> **What to produce**: Report every line of the listing below in which the string "kernel" occurs.
##### Records for the task
PR #694, opened 2022-11-15
Uefi aarch64 paging_entry_flags

NathanRoyer:
This PR builds on #693 and adds the `paging_entry_flags` kernel crate in aarch64.

This crate supports both `aarch64` and `x86_64`; The following flags are implemented:

- valid entry
- writeable
- executable
- cacheable
- global
- userland
- exclusive

I was also wondering if "paging_slot_flags" wouldn't be a better name, as a slot can be empty; I'm not a native english speaker so I don't really know what's best.

I could also document each flag in the crate's documentation, what do you think?

### DIFF
--- a/.gitignore
+++ b/.gitignore
@@ -3,6 +3,7 @@
 *.so
 *.rlib
 *.dll
+*.fd
 
 # Executables
 *.exe
--- a/Cargo.toml
+++ b/Cargo.toml
@@ -34,6 +34,9 @@ exclude = [
 	"build",
 	"target",
 
+	## Exclude the aarch64 experiment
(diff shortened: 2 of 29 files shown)


kevinaboos:
I think this PR would be better as a direct contribution to the main Theseus workspace, since it's relatively self-contained and is easy to integrate alongside other crates, even those that pertain to x86. Then, in a future PR, we can change all existing crates to use the new PTE flag abstraction.

Thus, could you include only the changes to that new crate, and move it into `/kernel/pte_flags`? Thanks, then I can more easily review. (Or you can just close this and open another PR)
##########
> **Answer to this task**:
This PR builds on #693 and adds the `paging_entry_flags` kernel crate in aarch64.
Thus, could you include only the changes to that new crate, and move it into `/kernel/pte_flags`? Thanks, then I can more easily review. (Or you can just close this and open another PR)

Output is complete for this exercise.